### Theory:

Before this, we discussed divisibility tests by $$10$$, $$5$$, and $$2$$.

What do you think is common among all three divisibility tests?

These three divisibility tests solely depended only on one-digit, that is, the last digit.

Hence, these three divisibility tests followed a similar procedure.

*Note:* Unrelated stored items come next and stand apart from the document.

PR #233, opened 2024-06-13
Quam/n tranmson support

deanpoulos:


Quantum-Control-Applications-QuAM/Superconducting/calibrations/00_hello_qua.py
```diff
@@ -1,20 +1,19 @@
...
-from components import QuAM
-from macros import node_save
+from quam_components import QuAM
 
 ###################################################
 #  Load QuAM and open Communication with the QOP  #
 ###################################################
 # Instantiate the QuAM class from the state file
-machine = QuAM.load("state.json")
+machine = QuAM.load(os.path.join('..', 'configuration', 'quam_state'))
```
nulinspiratie, line 13: We need a better solution for this, two issues I'm seeing:
- The code is difficult to read
- The actual path depends on the current working directory.

We should discuss alternatives

Quantum-Control-Applications-QuAM/Superconducting/calibrations/02_raw_adc_traces.py
```diff
@@ -44,15 +43,17 @@
...
 
     with for_(n, 0, n < n_avg, n + 1):  # QUA for_ loop for averaging
-        # Make sure that the readout pulse is sent with the same phase so that the acquired signal does not average out
-        reset_phase(rr1.name)
-        reset_phase(rr2.name)
-        # Measure the resonator (send a readout pulse and record the raw ADC trace)
-        rr1.measure("readout", stream=adc_st)
-        # Play the readout on rr2 as well for making sure that the ADC won't be saturated for multiplexed readout
-        rr2.measure("readout")
+        for i in range(len(resonators)):
```
nulinspiratie, line 46: What about `for i, resonator in enumerate(resonators)`?

Quantum-Control-Applications-QuAM/Superconducting/calibrations/06_resonator_spectroscopy_vs_amplitude.py
```diff
@@ -31,48 +30,47 @@
...
 ###################
 # The QUA program #
 ###################
 
 n_avg = 100  # The number of averages
 
-rr1.operations["readout"].amplitude = 0.01
-rr2.operations["readout"].amplitude = 0.01
+# Initial readout amplitude for all resonators
+for rr in resonators:
```
nulinspiratie, line 63: I wonder whether we should set the amplitude here. What if the user already calibrated it previously?

Quantum-Control-Applications-QuAM/Superconducting/calibrations/macros.py
nulinspiratie, line 1: I'm not sure what to do about this file. It doesn't belong in calibrations, but also not in `configurations`, nor in `quam_components`...

Quantum-Control-Applications-QuAM/Superconducting/configuration/calibration_db.json
nulinspiratie, line 1: Remove this file?

Quantum-Control-Applications-QuAM/Superconducting/configuration/generate_superconducting_quam.py
```diff
@@ -0,0 +1,312 @@
...
+    """
+    Create a wiring config tailored to the number of qubits.
+
+    """
+    wiring = {"qubits": {}}
+
+    # Generate example wiring by default
+    xy_lines, flux_lines, res_lines = _example_wiring(num_qubits)
+
+    # Uncomment this to manually set wiring for each qubit
```
nulinspiratie, line 25: I think it's better to try and avoid people modifying the functions themselves. We should think about if there's a good way to take this configurability out of the function

Quantum-Control-Applications-QuAM/Superconducting/configuration/generate_superconducting_quam.py
```diff
@@ -0,0 +1,312 @@
...
+
+def create_default_wiring(num_qubits: int) -> dict:
+    """
+    Create a wiring config tailored to the number of qubits.
+
+    """
+    wiring = {"qubits": {}}
+
+    # Generate example wiring by default
+    xy_lines, flux_lines, res_lines = _example_wiring(num_qubits)
```
nulinspiratie, line 23: Do we need another function `_example_wiring`? Doesn't this function create a default wiring?

Quantum-Control-Applications-QuAM/Superconducting/configuration/generate_superconducting_quam.py
```diff
@@ -0,0 +1,312 @@
...
+
+    # Uncomment this to manually set wiring for each qubit
+    # res_lines  = [("con1", 1, "octave1", 1)]*num_qubits
```
nulinspiratie, line 26: My own preference would be to group these lines per qubit, e.g. something like
```
qubit_lines = [
    {"xy": ("con1", 1), "readout": ...}
]
```
Any reason for grouping it the other way?

Quantum-Control-Applications-QuAM/Superconducting/configuration/generate_superconducting_quam.py
```diff
@@ -0,0 +1,312 @@
...
+                "opx_input_Q": (res_con, 2),
+                "digital_port": (res_con, res_I_ch_out),
+                "frequency_converter_up": "#/octaves/octave1/RF_outputs/1",
+                "frequency_converter_down": "#/octaves/octave1/RF_inputs/1",
+            },
+        }
+    return wiring
+
+
+def add_default_transmon_pulses(transmon):
```
nulinspiratie, line 57: We should discuss whether we want to have this function (see Jira issue)

Quantum-Control-Applications-QuAM/Superconducting/configuration/generate_superconducting_quam.py
```diff
@@ -0,0 +1,312 @@
...
+    if octaves is not None:
+        machine.octaves = octaves
+        print("If you haven't configured the octaves, please run: octave.initialize_frequency_converters()")
+    else:
+        # Add the Octave to the quam
+        for i in range(math.ceil(num_qubits / 4)):
+            # Assumes 1 Octave for every 4 qubits
+            octave = Octave(
+                name=f"octave{i+1}",
+                ip=octave_ip,
```
nulinspiratie, line 189: Octave ip and port should instead reference `machine.network`

Quantum-Control-Applications-QuAM/Superconducting/configuration/generate_superconducting_quam.py
```diff
@@ -0,0 +1,312 @@
...
+
+    machine = create_quam_superconducting(num_qubits=5)
+    machine.save(quam_folder, content_mapping={"wiring.json": {"wiring", "network"}})
+
+    qua_file = folder / "qua_config.json"
+    qua_config = machine.generate_config()
+    json.dump(qua_config, qua_file.open("w"), indent=4)
+
+    quam_loaded = QuAM.load(quam_folder)
+    qua_file_loaded = folder / "qua_config2.json"
```
nulinspiratie, line 310: I understand the need to see whether the loaded QuAM can also generate a config, but what about saving to the same file so we don't get people asking why there is also `qua_config2.json`?

nulinspiratie (changes requested):
Here are my comments, let me know what you think @deanpoulos. I also should have some time to work on it next week

Quantum-Control-Applications-QuAM/Superconducting/calibrations/00_hello_qua.py
deanpoulos: Good catch, I agree that the actual path should be relative to the script, not the CWD. I have changed this, but I don't know if the readability can be improved. Thoughts on:

```python
# Get the directory of the current script
current_dir = os.path.dirname(os.path.abspath(__file__))
# Define a path relative to this script, i.e., ../configuration/quam_state
config_path = os.path.join(current_dir, '..', 'configuration', 'quam_state')
# Load the machine state
machine = QuAM.load(config_path)
```
?

Quantum-Control-Applications-QuAM/Superconducting/calibrations/06_resonator_spectroscopy_vs_amplitude.py
deanpoulos: Since the amplitude sweep is performed w.r.t the current amplitude (via a scaling factor), even if a user has calibrated it previously, it is more convenient to:

1. Change the amplitude value to something "central" from within the script to provide a more meaningful range of amplitudes, even if it is not on resonance.
2. Change it from within the script rather than state.json for more efficient exploration, even if previously calibrated.

I think it's fine to keep for these reasons, but also to demonstrate how to change the amplitude of the machine from python, and to open a discussion about sweeping amplitudes using scaling factors.

Quantum-Control-Applications-QuAM/Superconducting/calibrations/macros.py
deanpoulos: The only other sensible suggestion I can think of is:
```
.
├── calibrations
├── configuration
├── macros.py <----- here
├── pyproject.toml
├── quam_components
└── README.md
```
but, this leads to really annoying imports. Making it installable seems complex and excessive. For now, since `calibrations` is not yet calibration nodes, can we just leave it as-is?

Quantum-Control-Applications-QuAM/Superconducting/configuration/calibration_db.json
deanpoulos: Done

Quantum-Control-Applications-QuAM/Superconducting/configuration/generate_superconducting_quam.py
deanpoulos: Are they not already doing this in the `create_quam_superconducting` function, to specify their network settings etc.?

We could always unwrap the `create_default_wiring` function into that one, but it then defeats the purpose. 

I agree that this semi-function-ized approach is a little clunky. Perhaps we lay everything out in the main file if that's how you feel.

deanpoulos: As a follow-up, as this file is used only once, I see it as a way to generate the boiler-plate code, or the QuAM foundation, which will be changed in more targeted ways as experiments go on. I don't think it's usability is a super important detail, although it would be nice to have something easy to work with.

Quantum-Control-Applications-QuAM/Superconducting/configuration/generate_superconducting_quam.py
deanpoulos: I guess it depends on what you mean by default wiring. 

The way I see it is that there is the default `wiring` generated by the `create_default_wiring` function, whose purpose is to more conveniently populate the fields of the Transmon, as a structured dictionary.

However, this did include an implicit choice of how to allocate wires for different qubit lines. For example, is the first connection a flux line or a resonator line? Do you group consecutive channels/fems by qubit or by line type (e.g. flux, resonator, then xy).

This choice should be configurable for a user if they need to some things around, but have a sensible default for many qubits so that the user doesn't have to manually assign a qubit's FEM and channel for it's multiple lines. This is the purpose of the `_example_wiring` which generates a more distilled "allocation" of wires.

Let me know if this context gives you an idea of how to improve its clarity/usability.

Quantum-Control-Applications-QuAM/Superconducting/configuration/generate_superconducting_quam.py
deanpoulos: The default allocation I made groups channels first by resonator lines, then by XY lines, then by flux lines. This provides the most convenient physical wiring between the Octave and OPX+ for example imagine this at 5-qubits
wiring-scheme

Since they are physically grouped by channel "type", they are grouped by channel type in the code. 

Let me know your thoughts- happy to change it.

Quantum-Control-Applications-QuAM/Superconducting/calibrations/00_hello_qua.py
nulinspiratie: I'm looking for a solution where we don't need to do any path manipulation in a script, but maybe we do this for a follow-up PR.
For now, I suggest we use pathlib which should look a bit nicer:
```
from pathlib import Path
config_path = Path(__file__).parent.parent / "configuration" / "quam_state"
```

Quantum-Control-Applications-QuAM/Superconducting/calibrations/06_resonator_spectroscopy_vs_amplitude.py
nulinspiratie: Your points make sense, but I do see it being overwriten as an issue because it's not clear from the script name that this would happen.

For example, let's say someone has calibrated their entire system including readout pulses. They then notice some inconsistent result, so decide to perform this measurement to see a punch-out. The results look as expected, so they continue their measurements, but now suddenly they can't do proper qubit readout anymore. After some debugging they find the reason to be that their readout amplitude has changed in this script.

wdyt? An alternative is to have this commented out by default and only overwrite it when uncommented

nulinspiratie: Or another option is that I was planning to implement `play(amplitude=...)` instead, which would automatically convert it to the right amplitude scale. But I won't have time until next week for this

Quantum-Control-Applications-QuAM/Superconducting/calibrations/macros.py
nulinspiratie: yes let's leave it as is for now. But let's keep thinking about it, I can also imagine other similar files will pop up later on, we need a proper place for it

Quantum-Control-Applications-QuAM/Superconducting/calibrations/06_resonator_spectroscopy_vs_amplitude.py
deanpoulos: Yep, you make a good point. For now I will make it commented.

Regarding your point about using something like: `play(amplitude=...)` - it is very convenient usability-wise, but it doesn't solve the fact that the `amp()` command used to input the scale factor has an input range of only -2..2, meaning you can _at most_ double your existing amplitude from the config.

So, unless you start with a high amplitude, you will not have access to a broad range of voltages.

Quantum-Control-Applications-QuAM/Superconducting/calibrations/00_hello_qua.py
deanpoulos: I agree.

I have implemented your suggestion for now.

deanpoulos:
From @KevinAVR 

Hello guys, what is the best way to drop a comment on a github repo about something I noticed?for example, I went to N_transmonsthen I went to quam_components/readout_resonator.py

@quam_dataclass
class ReadoutResonator(InOutIQChannel):
    """QuAM component for a readout resonator

    Args:
        depletion_time (int): the resonator depletion time in ns.
        frequency_bare (int, float): the bare resonator frequency in Hz.
    """

    depletion_time: int = 1000
    frequency_bare: float = None

    f_01: float = None
    f_12: float = None

I believe I understand that what you want to say is that f_01 and f_12 are the corresponding sensitive points of the resonator frequency to read out best ge or ef, but usually f_01 and f_12 are common jargon for the qubit transition, so I believe is wortwhile considering a new name in this quam component, but I did not know how to comment on it on git

deanpoulos:
Closing this one in favour of a direct merge from sub-branch to main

Let us now look at a comparatively, unique divisibility test.
Divisibility by $$3$$ or $$9$$
Consider the number $$4239$$

The expanded form is $$(4 \times 1000) + (2 \times 100) + (3 \times 10) + 9$$.

$$= [4 \times (999 + 1)] + [2 \times (99 + 1) + [3 \times (9 + 1)] + 9$$

$$= (4 \times 999) + (4 \times 1) + (2 \times 99) + (2 \times 1) + (3 \times 9) + (3 \times 1) + (9 \times 1)$$

$$= (4 \times 999) + (2 \times 99) + (3 \times 9) + (4 + 2 + 3 + 9)$$

Now, $$4 + 2 + 3 + 9 = 18$$.

$$18$$ is both divisible by $$3$$ and by $$9$$. Therefore, $$4239$$ is also divisible by $$3$$ or $$9$$.

Similarly, consider the number $$2148$$

The expanded form is $$(2 \times 1000) + (1 \times 100 + (4 \times 10) + 8$$.

$$= [2 \times (999 + 1)] + [1 \times (99 + 1) + [4 \times (9 + 1)] + 8$$

$$= (2 \times 999) + (2 \times 1) + (1 \times 99) + (1 \times 1) + (4 \times 9) + (4 \times 1) + (8 \times 1)$$

$$= (2 \times 999) + (1 \times 99) + (4 \times 9) + (2 + 1 + 4 + 8)$$

Now, $$2 + 1 + 4 + 8 = 15$$.

$$15$$ is divisible by $$3$$ but not by $$9$$. Therefore, $$2148$$ is also divisible by $$3$$ but not by $$9$$.